Keep healthy this winter
Illness can affect you at any time of year but there are a few complaints which are associated with the cold weather.
The good news is that there are steps you can take to make sure you avoid, or reduce your experience of, the most common seasonal ailments.
Get a Flu jab
Flu is a highly infectious illness that spreads rapidly through the coughs and sneezes of people who are carrying the virus. Some people are more at risk of complications from the flu virus, such as pneumonia and bronchitis. If you're classed at being at risk make sure you have your annual flu vaccine. They are available from September onwards from your GP or pharmacy.
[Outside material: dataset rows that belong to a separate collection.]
PR #2591, opened 2025-03-07
feat: Localization

bk201-:
- Moving to the modern VSCode l10n API
- Fixing imports
- Using Azure Translate to generate l10n files for 13 languages


tnaum-ms:
@bk201- any help from my side need at this stage?

PR #2598, opened 2025-03-14
Add tests for the HaTS survey qualification

sevoku:


sevoku:
The tests pass now for da8147d: https://github.com/microsoft/vscode-cosmosdb/actions/runs/13860341031/job/38787010956#step:10:13

src/utils/survey.ts
```diff
@@ -10,65 +10,101 @@ import * as nls from 'vscode-nls';
...
+class SurveyState {
+    private _isCandidate: boolean | undefined = undefined;
+    private _wasPromptedInSession = false;
+    private _usageScoreByExperience: Record<ExperienceKind, number> = {
+        [ExperienceKind.Mongo]: 0,
+        [ExperienceKind.NoSQL]: 0,
+    };
+
+    // In-memory state getters/setters
+    public get isCandidate(): boolean | undefined {
```
bk201-, line 46: NIT: What is a point to use getter and setter if you don't do any checks? It is the same that public isCandidate or public wasPromotedInSession

sevoku: Ah yeah, good catch, that was Copilot and I forgot to change it

tnaum-ms (approved):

If you are at risk of complications from flu, you may be eligible for a free flu jab if you are:
aged 65 and over. Those aged 50 to 64 years old will also be offered flu vaccination this year
aged six months to under 65 in clinical risk groups (with a long term health condition)
If you are a health care or social worker, check the arrangements with your employer to see if you are eligible for the vaccine as it is recommended that front line workers are vaccinated every year against the flu.
If you are unsure if you qualify for the free flu jab, contact your GP.
Hypothermia happens when you get too cold and your body temperature drops below 35C.
You can get hypothermia if you:
do not wear enough clothes in cold weather
stay out in the cold too long
fall into cold water
have wet clothes and get cold
live in a cold house – older people living alone are particularly at risk
Colds and the flu virus are different things. A cold isn't just a mild version of flu. Colds can be unpleasant and inconvenient but flu can be dangerous, particularly for the very young, old or people with some existing conditions.
However, the symptoms of colds and flu are very similar. According to the NHS, you may experience:
blocked or runny nose
pressure in your ears and face
loss of taste and smell
a high temperature or fever
muscle aches and pains
exhaustion and the need to lie down
Treating a cold
Antibiotics do not work on colds and you do not need to see your GP unless:
you have had your symptoms for around three weeks
your symptoms suddenly get worse
you have a fever
you have an existing chronic condition.
Your pharmacist can help you feel treat the symptoms, or you can buy many cough and cold remedies from shops and supermarkets.
Additionally you should:
get plenty of rest
eat light, nutritious meals
Catch it, kill it, bin it
Help prevent the spread of colds and flu by always using tissues, throwing them away immediately and washing your hands well.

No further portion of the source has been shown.